▶ INFORMATION PROVIDED
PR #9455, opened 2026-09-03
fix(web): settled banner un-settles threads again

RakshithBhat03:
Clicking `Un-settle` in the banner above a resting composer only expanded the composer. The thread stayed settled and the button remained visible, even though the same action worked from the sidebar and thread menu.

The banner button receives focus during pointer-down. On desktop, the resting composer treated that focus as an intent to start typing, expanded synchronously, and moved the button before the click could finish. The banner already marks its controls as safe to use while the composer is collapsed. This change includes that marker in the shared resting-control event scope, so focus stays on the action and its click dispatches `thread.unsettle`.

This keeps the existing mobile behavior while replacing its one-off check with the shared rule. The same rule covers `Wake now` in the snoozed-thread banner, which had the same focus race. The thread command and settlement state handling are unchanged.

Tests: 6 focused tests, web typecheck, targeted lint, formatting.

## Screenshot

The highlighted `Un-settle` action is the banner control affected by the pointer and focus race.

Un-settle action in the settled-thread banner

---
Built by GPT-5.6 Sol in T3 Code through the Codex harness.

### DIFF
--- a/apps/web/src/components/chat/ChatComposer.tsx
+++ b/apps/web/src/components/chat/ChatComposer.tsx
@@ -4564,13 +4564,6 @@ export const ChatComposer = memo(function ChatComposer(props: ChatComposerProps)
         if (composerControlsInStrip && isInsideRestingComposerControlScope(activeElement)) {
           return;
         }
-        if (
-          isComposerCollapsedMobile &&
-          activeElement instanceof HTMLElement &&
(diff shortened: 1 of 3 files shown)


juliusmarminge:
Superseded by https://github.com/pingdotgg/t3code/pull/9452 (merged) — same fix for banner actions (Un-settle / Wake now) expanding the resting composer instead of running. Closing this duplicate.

▶ WHAT TO DO
Retype exactly, please, each line from the line that contains "instanceof HTMLElement &&" through the last line of the entries above, with nothing added.

▶ RESPONSE BELOW
-          activeElement instanceof HTMLElement &&
(diff shortened: 1 of 3 files shown)


juliusmarminge:
Superseded by https://github.com/pingdotgg/t3code/pull/9452 (merged) — same fix for banner actions (Un-settle / Wake now) expanding the resting composer instead of running. Closing this duplicate.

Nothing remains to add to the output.